(Dataset items)

PR #484, opened 2016-07-26
refactor: expose plugin utils & add initial tests

nfischer:
After more experimentation, I realized that #482 wasn't a perfect approach, but that this would be a better one. Even after #482, `shell.error()` was actually broken. This fixes that issue.

This also starts differentiating internal implementations (`src/common.js`) from exposed parts of the plugin API (`plugin.js`). This is of course still far from a complete plugin API, but this should be enough to make simple plugins (and still get benefits like globbing, shelljs-style error signaling, etc.).

All implementations are still within `src/common.js`, and internal commands still rely on that directly, but external plugins are intended to use `var plugin = require('shelljs/plugin')` to get functions like `plugin.register()`. This also makes it easy to modify the plugin API without breaking ShellJS commands.

I also started unit tests for the plugin API. This creates one sample plugin (with all the bells and whistles like automatic option parsing) and then makes sure it works properly. We may also want to create a simpler plugin (i.e. no automatic option-parsing, no wrapping the return value, etc.) and test that.

If you have any suggestions on naming conventions, or think there's a better approach to this issue, let me know. Like I said, this is still far from complete, but suggestions are welcome.

### DIFF
--- a/shell.js
+++ b/shell.js
@@ -6,13 +6,7 @@
 // http://github.com/arturadib/shelljs
 //
 
-var commonPath = './src/common';
-var common = require(commonPath);
-if (!common.register) {
-  // If this isn't defined yet, we haven't fully finished loading ./src/common
-  delete require.cache[require.resolve(commonPath)];
-  common = require(commonPath);
-}
+var common = require('./src/common');
 
 //@
 //@ All commands run synchronously, unless otherwise stated.
--- a/plugin.js
+++ b/plugin.js
@@ -1,0 +1,16 @@
+// Various utilties exposed to plugins
+
+require('.'); // Create the ShellJS instance (mandatory)
+
+var common = require('./src/common');
+
+var exportedAttributes = [
+  'error',        // For signaling errors from within commands
+  'parseOptions', // For custom option parsing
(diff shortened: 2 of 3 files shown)


shell.js
```diff
@@ -6,13 +6,7 @@
 // http://github.com/arturadib/shelljs
 //
 
-var commonPath = './src/common';
```
ariporad: Why are we deleting this?

nfischer: This reverts #482, which I realized was not the best approach. We could leave #482 in, but it's just extra-complicated code once this gets merged, so I think it's best to revert.

nfischer:
@ariporad I just fixed the issue with node v0.10-12. This should be good now.

nfischer:
For reference, the bug I found with the approach in #482 is that there are two different instances of `common.state`: one that the plugin has access to and modifies, and one that the ShellJS instance has access to.

A plugin might signal an error using `plugin.error('some message')`, however any calls to `shell.error()` after that would not see that error message, since `shell.error()` accesses one `common.state` and `plugin.error()` modified a different one.

ariporad:
LGTM!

__Work instructions__: From the data above, copy each line where the string "just" appears.

__Output for this exercise__:
nfischer: This reverts #482, which I realized was not the best approach. We could leave #482 in, but it's just extra-complicated code once this gets merged, so I think it's best to revert.
@ariporad I just fixed the issue with node v0.10-12. This should be good now.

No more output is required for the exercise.